I met some wonderful people last night via mutual friends in NH (Thanks, Sandy and Mike!) Some folks you just click with right away... Kathryn, ChiChi, and Yared were those kind of people – incredibly welcoming, full of life, and fun to be around. It felt good to laugh a lot with them. After meeting at Starbucks and then picking up snacks at the grocery store, we made our way to their church for a gathering. A missionary family home on furlough from Papua New Guineau gave a powerful, moving presentation. I’m left to struggle with the blurry line between guilt and conviction.
For a while my prayer/mantra has been, essentially, “If you lead me, Lord, I will follow. Where you lead me, I will go...” I don’t think there’s anything wrong with this kind of prayer, but I was challenged last night by Peter (the main guy who shared) to be the kind of person who says, “I’m not just willing, I’m going.” In some ways, I wonder if [for me] being “willing to go” (to Africa and/or somewhere in the developing world where people have little or no access to the gospel) has been somewhat of a cop-out, an excuse for not actually going.
To be honest, the guy who shared last night was a little too “evangelical” for my taste. Additionally, while talking with him afterwards I realized his take on women in ministry was, in my humble opinion, a bit narrow. (Friends who know me well, you would be proud: I didn’t challenge his assertion that women shouldn’t be in a position where they are teaching men except to say that I thought there was good biblical scholarship on both sides of the equation, and I let it go at that. Impressive, huh?) Theological disagreements aside, I can’t ignore what this family’s example and presentation is bringing up in my life... I was reminded last night of facts, figures and scripture that I know I’ve heard in a myriad of different ways before, and yet needed to hear again.
Here are some of the factors compelling me to go and work in the developing world (by no means an exhaustive list):
-“From everyone who has been given much, much will be demanded; and from the one who has been entrusted with much, much more will be asked.” - Luke 12:48 (NIV)

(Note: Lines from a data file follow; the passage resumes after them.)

PR #712, opened 2016-04-14
feat(eslint-loader): added optional npm script to lint during development

jflayhart:
For some of us not running monolithic React apps and using this boilerplate, we would like to keep the option to run eslint during live reloads. It's optional and added as a separate script, if desired. It's scalable so if a project does get too large to run eslint while webpack compiles, then you can run the other script. Easier than changing the webpack config each time, I think.

### DIFF
--- a/build/webpack.config.js
+++ b/build/webpack.config.js
@@ -96,21 +96,21 @@ times for larger projects. `npm run lint` still exists to aid in
 deploy processes (such as with CI), and it's recommended that you
 use a linting plugin for your IDE in place of this loader.
 
-If you do wish to continue using the loader, you can uncomment
-the code below and run `npm i --save-dev eslint-loader`. This code
-will be removed in a future release.
-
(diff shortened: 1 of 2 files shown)


jflayhart:
This was inspired by [HelplightningXeon](https://github.com/HelplightningXeon) on my front-end team. We have gratefully been using this boilerplate, with some modifications, to kick off a project re-write we are doing.

davezuko:
See: https://github.com/davezuko/react-redux-starter-kit/issues/713

jflayhart:
I think it's wise to be consistent and not flip flop your deprecations, so take or leave this PR. It was very easy to do and I figured I may as well submit a PR in case others find this helpful.

davezuko:
Closing due to my own inattention, which I am incredibly sorry about. I really appreciate the contribution but am going to maintain the decision to keep the loader out of the base project.

PR #720, opened 2016-04-16
Adding this will not show those annoying npm errors at the end after linting

codetony25:
adding the || true after the eslint . will not show the npm errors at the end and keep them silent. It's annoying to see in my opinion. :)

### DIFF
--- a/package.json
+++ b/package.json
@@ -10,7 +10,7 @@
   "scripts": {
     "clean": "rimraf dist",
     "compile": "better-npm-run compile",
-    "lint": "eslint .",
+    "lint": "eslint . || true",
     "lint:fix": "npm run lint -- --fix",
     "start": "better-npm-run start",
     "dev": "better-npm-run dev",


davezuko:
I'm not familiar with this syntax outside of JS. Is this compatible on both Windows and Unix systems? Sadly Travis does not also run a windows box.

kid:
I think this will also make the Travis build report false success in case of lint errors no?

If you want to avoid theses errors, you can do `npm run -s lint` or `npm run --silent lint`

davezuko:
@kid that's what I thought as well.

tonytainguyen:
yeah, --silent works as well. However having --slient means that the user has to type in npm run lint --silent flag everytime when they want to lint. The reason for me putting "|| true" in the end was to avoid the user having to do that. @davezuko you brought up if this works on windows, I have not tested this on windows, but when I have time, i'll try it out on my friends computer.

marshallford:
@codetony25 This seems like a good idea however it could break scripts (like Travis) that rely on exit codes. As a test I added `npm run lint` to my pre-commit git hook and noticed git was still committing after warnings displayed when I appended `|| true` to my eslint command. However, it looks like using the silent flag in the git hook solves both issues (as in, doesn't commit and doesn't show npm error blob).

davezuko:
I appreciate the sentiment but I'd rather just put this in the FAQ without possibly breaking CI build processes. Will add a note to myself to refer people to your solution. Thanks!

PR #753, opened 2016-04-26
Webpack: parallellize builds

justingreenberg:
So, [**`HappyPack`**](https://github.com/amireh/happypack) is something i've been meaning to dig into for a while—it spawns multiple loader instances and when properly tuned can decrease build times to a fraction of what they were before. i've been beating this up for a few days, and everything is working great. the effect on build time is negligible on the starter kit, but the returns on large projects are huge. @davezuko please let me know what you think! some benchmarks at bottom.....

Todo: 
 - Fix CI
 - Add config documentation to README
 - add happypack cache to npm script `clean` (rimraf) 

#### Some technical details from README:

HappyPack sits between webpack and your primary source files (like JS sources) where the bulk of loader transformations happen. Every time webpack resolves a module, HappyPack will take it and all its dependencies, find out if they need to be compiled[1], and if they do, it distributes those files to multiple worker "threads".

A diagram showing the flow between HappyPack's components

Those threads are actually simple node processes that invoke your transformer. When the compiled version is retrieved, HappyPack serves it to its loader and eventually your chunk.

[1] When HappyPack successfully compiles a source file, it keeps track of its mtime so that it can re-use it on successive builds if the contents have not changed. This is a fast and somewhat reliable approach, and definitely much faster than re-applying the transformers on every build.

#### Benchmarks

For the main repository I tested on, which had around 3067 modules, the build time went down from 39 seconds to a whopping ~10 seconds when there was yet no
cache. Successive builds now take between 6 and 7 seconds.

Here's a rundown of the various states the build was performed in:

Elapsed (ms) | Happy?  | Cache enabled? | Cache present? | Using DLLs? |
------------ | ------- | -------------- | -------------- | ----------- |
39851        | NO      | N/A            | N/A            | NO          |
37393        | NO      | N/A            | N/A            | YES         |
14605        | YES     | NO             | N/A            | NO          |
13925        | YES     | YES            | NO             | NO          |
11877        | YES     | YES            | YES            | NO          |
9228         | YES     | NO             | N/A            | YES         |
9597         | YES     | YES            | NO             | YES         |
6975         | YES     | YES            | YES            | YES         |

-

DLLs are coming next :)


config/_base.js
```diff
@@ -44,6 +44,13 @@ const config = {
     'react-router-redux',
     'redux'
   ],
+  // Parallellization! via HappyPack
+  thread: true,
```
justingreenberg: thread config is here

package.json
```diff
@@ -121,7 +122,7 @@
     "sass-loader": "^3.0.0",
     "style-loader": "^0.13.0",
     "url-loader": "^0.5.6",
-    "webpack": "^1.12.14",
+    "webpack": "^1.13.0",
```
justingreenberg: update to 1.13.0

davezuko:
If those build times are real...

colbert-jaw-drop

davezuko:
So I just went and applied these changes to our largest production app (will have to get an official LoC count) and didn't see any change in build times (even on subsequent compiles without any code changes). I'll keep fiddling with it throughout the day, as if this _does_ offer such tremendous improvements I'd love to get them in, but I'd like to figure out exactly what tweaks are needed to realize them.

justingreenberg:
@davezuko did you try tweaking the threadpool count in config? 

another thing to try... for the longest build (cssModules maybe?), try replacing the shared threadPool reference in Thread config with `threads: 4` and let the happypack plugin internally manage it's own threads. see if scaling the threads up and down has any impact...

>This number indicates how many Node VMs HappyPack will spawn for compiling the source files. After a lot of tinkering, I found 4 to yield the best results. There's certainly a diminishing return on this value and increasing beyond 8 actually slowed things down for me.

> Keep in mind that this is only relevant when performing the initial build as HappyPack will switch into a synchronous mode afterwards (i.e. in watch mode.) Also, if we're using the cache and the compiled versions are indeed cached, the threads will be idle.

davezuko:
@justingreenberg I tried a few (3, 4, 5) and they were all about the same. I wanted to just get a quick idea of what immediate impact this had, but I'll keep at it to see if I can't get it to have some effect (it was almost the exact same as pre-happypack, so I'm guessing there's something I may be missing).

davezuko:
One thing I realized that was different between this project and the app I'm testing on is that it has eslint-loader as a pre-loader, so I figured that that could have influenced the build time. However, after disabling it, I actually had _faster_ build times without happy pack than with it (even with subsequent builds). Other than that, the webpack configurations are nearly identical.

justingreenberg:
Yeah something must be off. There are too many people posting evidence of their builds dropping from 22s to 10s, etc. I gotta look into this more tonight. My gut tells me there's something going on with our sass/postcss config...

Possibly related: https://github.com/amireh/happypack/issues/14#issuecomment-208254692

justingreenberg:
sorry to let this get stale i've been absolutely swamped... i'm going to close this for now, will take another stab at this later in the week

davezuko:
@justingreenberg no need to close, I just haven't gotten it to work yet and have been a bit too busy to mess with it much further. Up to you.

PR #754, opened 2016-04-26
Update routes and docs

justingreenberg:
Implements and documents some of my learnings...

 - Update README
 - Make base routes synchronous and add explanation
 - Add module name for weback async chunks

 ```sh
#  ...instead of module id
1.1.a400dddf35fd91e3e653.js

#  outputs module name...
1.counter.5eef484d990f2a85bb5b.js
 ```
 - Detailed inline comments on:
    - How and where to create split points, specifying what to bundle
    - What does webpack do/what does react-router do, how do they integrate
    - Sync vs Async route definitions and their relationship with code splitting


davezuko:
Nice, will get this in later today if I can.

justingreenberg:
sounds good, i wanted to add a small note about integrating plain route definitions with JSX (based off #755) i'll push something up now

davezuko:
Had to squash some of the sync commits, but this is in master. Thanks.

PR #758, opened 2016-04-28
feat(webpack): allow user to serve app over local network

### LINKED ISSUE #757: hardcoded "http://localhost:3000" prevents preview on other device (e.g. phone)
I tried to preview a work-in-progress on my phone today (running `npm start`). The initial HTML request is returned as expected, however, the script and stylesheet URLs all have "http://localhost:3000" hardcoded into them, which means there's only one machine that can successfully load it: the same one running `npm start`.

Is there an option I have missed to control this? Any suggestions? Cheers!

P.S. I'm super excited about this template. Thanks so much for the great work so far. :)

marshallford:
Fixes #757. I also resolved the linting errors. The [ip](https://www.npmjs.com/package/ip) module also supports the host being offline, i.e. if you aren't connected to a network, it will fallback to localhost.


jokeyrhyme:
This would work just fine for my purposes.

The only downside I can see is that it's all or nothing: all clients have to connect via an IP address, or all clients have to connect via "localhost". It'd be interesting to know what happens if the `npm start` machine has multiple NICs with different IP addresses, too.

build/webpack.config.js
```diff
@@ -154,7 +154,7 @@ const PATHS_TO_TREAT_AS_CSS_MODULES = [
 // If config has CSS modules enabled, treat this project's styles as CSS modules.
 if (config.compiler_css_modules) {
   PATHS_TO_TREAT_AS_CSS_MODULES.push(
-    paths.client().replace(/[\^\$\.\*\+\-\?\=\!\:\|\\\/\(\)\[\]\{\}\,]/g, '\\$&')
+    paths.client().replace(/[\^\$\.\*\+\-\?\|\\\/\(\)\[\]\{\}]/g, '\\$&')
```
davezuko: What's the rationale for this change?

marshallford: It was marked as a linting error until I made the suggested changes. If you want to keep it as is, I would recommend an eslint ignore line comment. If you aren't getting a linting error it could be an issue with my text editor as I have standard js installed as seperate package along with eslint related packages.

jokeyrhyme: Yeah, the ESLint error is that these characters don't need to be escaped with a back-slash.

jokeyrhyme:
I can confirm that this PR allows the `npm start` web server to be accessed via

- localhost:3000 from the same device

- 192.168.x.x:3000 from a difference device (IP address varies based on your network settings)

Great work. :)

Is it worth rebasing this on master to clear up the merge conflicts?

marshallford:
@jokeyrhyme Good to hear! As for rebasing, to be honest I am not familiar with that git feature so I am not sure how to proceed at the moment.

jokeyrhyme:
When I work on a PR, I usually have my git branches set up something like this:
- master: tracking upstream "master", this project
- local-ip: tracking "local-ip" branch in my own fork

Which this setup, I can do the following:

1. `git checkout master`
2. `git pull`
3. `git checkout local-ip`
4. `git rebase master`
    - this will have conflicts, so you'll need to sort them out, use `git add ...` to mark them as resolved, and `git rebase --continue` until you are all done
5. `git push -f` (be super careful about this, make sure you are in your own branch, tracking your fork)

After this, the changes in the PR are as though you forked today, ready to merge without any conflicts.

marshallford:
@jokeyrhyme Thanks! I will look at this in the morning. Follow up question: I have my fork git cloned locally (master and local-ip now out of date), how would I set master to pull from a different repo (in this case davezuko/react-redux-starter-kit) instead of my fork?

jokeyrhyme:
You can use the [`git remote`](https://git-scm.com/docs/git-remote) command to set up the remotes. For example, I usually have the following setup:
- origin: the upstream project, this project
- fork: my fork of the project

Then you can use the [`git branch`](https://git-scm.com/docs/git-branch) command to configure your branches.

Assuming you have "origin" and "fork" remotes, you could do something like:

- `git branch --set-upstream-to=origin/master master`
- `git branch --set-upstream-to=fork/local-ip local-ip`

From there you should be able to `git pull`, etc.

davezuko:
I can rebase it as well, you will just see this PR get "closed" rather than "merged", even though your commit(s) will show up in master. I will pull this down today to give it a go.

davezuko:
Merged, thank you! Sorry for the turnaround time on this.

PR #128, opened 2017-10-27
Turn SSL on for metadata-query

jbarno:
Should probably be true :)


jbarno:
Here's the ticket: https://jira.opensciencedatacloud.org/browse/DTT-81

ProfOak (approved):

I KNOW I have been given much...
- While the Western world is permeated with access to the gospel, millions of people (specifically those in the “10-40 Window”) have never heard of Jesus. In light of this stark reality, the following quote by John Keith Falconer is incredibly poignant: "I have but one candle of life to burn, and I would rather burn it out in a land filled with darkness than in a land flooded with light.”
-“I am sending you to them to open their eyes and turn them from darkness to light, and from the power of Satan to God, so that they may receive forgiveness of sins and a place among those who are sanctified by faith in me." -Acts 26:17b-18 (NIV)
-God stirs the hearts of his people to be involved in his work (Ex. 36:2); my heart is stirred to work with people in developing countries!
Here are some of my objections to going (again, by no means an exhaustive list):
-My Current Paradigm: I don’t like talking about hell; I’d much rather ignore the concept. Further, I’m not really comfortable with the blanket statement “unsaved people go to hell” because I think we, as Christians, have in many ways emasculated the concept of salvation. (There’s a lot more I could expound on here, but for now I will refrain suffice to say that I am not promoting a Unitarian Universalist approach.) It’s much easier to abdicate responsibility under this paradigm.
- Contextualization Issues: In years past missionaries have done far more harm than good in their efforts to “evangelize.” Are Americans/Westerners really useful in the developing world? Are we able to properly contextualize the gospel?
-Fear: Moving to DC has been challenging enough for me; moving to Africa could potentially be incredibly lonely, isolating, hard... (Imagine, having to suffer a bit for the gospel...gasp!)
So.....yeah. This is some of what I’ve been thinking about lately.